INSTRUCTIONS FOR THE TASK
Count every line in the data that contains the word "mergeBuilders", then report that number alone.

PROVIDED RECORDS
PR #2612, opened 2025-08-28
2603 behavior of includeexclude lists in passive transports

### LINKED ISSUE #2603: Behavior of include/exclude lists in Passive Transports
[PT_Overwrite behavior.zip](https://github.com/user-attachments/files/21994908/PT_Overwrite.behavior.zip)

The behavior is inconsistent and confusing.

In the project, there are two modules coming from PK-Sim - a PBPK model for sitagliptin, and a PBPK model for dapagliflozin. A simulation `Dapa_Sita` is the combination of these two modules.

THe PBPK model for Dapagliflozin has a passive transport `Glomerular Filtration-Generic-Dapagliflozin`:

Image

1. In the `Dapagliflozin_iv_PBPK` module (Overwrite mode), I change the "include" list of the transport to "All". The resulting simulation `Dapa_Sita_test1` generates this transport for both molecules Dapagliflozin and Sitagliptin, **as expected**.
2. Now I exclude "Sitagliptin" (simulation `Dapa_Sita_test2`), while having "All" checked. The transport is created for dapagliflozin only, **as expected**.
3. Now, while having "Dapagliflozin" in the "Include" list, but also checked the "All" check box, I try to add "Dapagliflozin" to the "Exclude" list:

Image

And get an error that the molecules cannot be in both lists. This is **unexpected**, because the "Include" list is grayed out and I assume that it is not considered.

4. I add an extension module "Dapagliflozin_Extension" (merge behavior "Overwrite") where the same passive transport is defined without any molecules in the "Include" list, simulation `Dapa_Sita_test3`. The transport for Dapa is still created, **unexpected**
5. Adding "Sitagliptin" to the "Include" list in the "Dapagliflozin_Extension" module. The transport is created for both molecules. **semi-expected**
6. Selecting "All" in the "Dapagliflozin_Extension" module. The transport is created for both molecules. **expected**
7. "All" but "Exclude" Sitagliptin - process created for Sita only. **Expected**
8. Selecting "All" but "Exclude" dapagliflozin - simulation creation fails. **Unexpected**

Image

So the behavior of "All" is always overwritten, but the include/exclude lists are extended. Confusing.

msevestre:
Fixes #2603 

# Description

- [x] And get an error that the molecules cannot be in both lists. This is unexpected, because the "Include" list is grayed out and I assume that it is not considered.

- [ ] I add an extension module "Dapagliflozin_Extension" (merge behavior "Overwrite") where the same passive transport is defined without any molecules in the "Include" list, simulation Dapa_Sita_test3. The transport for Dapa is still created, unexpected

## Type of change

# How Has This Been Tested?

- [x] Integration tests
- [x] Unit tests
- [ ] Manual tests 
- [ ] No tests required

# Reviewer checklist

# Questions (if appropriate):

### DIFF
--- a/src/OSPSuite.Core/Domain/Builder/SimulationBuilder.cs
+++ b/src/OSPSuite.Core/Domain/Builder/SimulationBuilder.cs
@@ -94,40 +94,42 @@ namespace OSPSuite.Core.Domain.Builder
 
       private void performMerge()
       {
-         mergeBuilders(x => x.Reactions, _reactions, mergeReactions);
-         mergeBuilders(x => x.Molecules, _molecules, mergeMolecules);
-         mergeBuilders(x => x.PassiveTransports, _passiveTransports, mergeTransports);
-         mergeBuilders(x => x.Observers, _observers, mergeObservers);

SOLUTION TO THIS TASK
4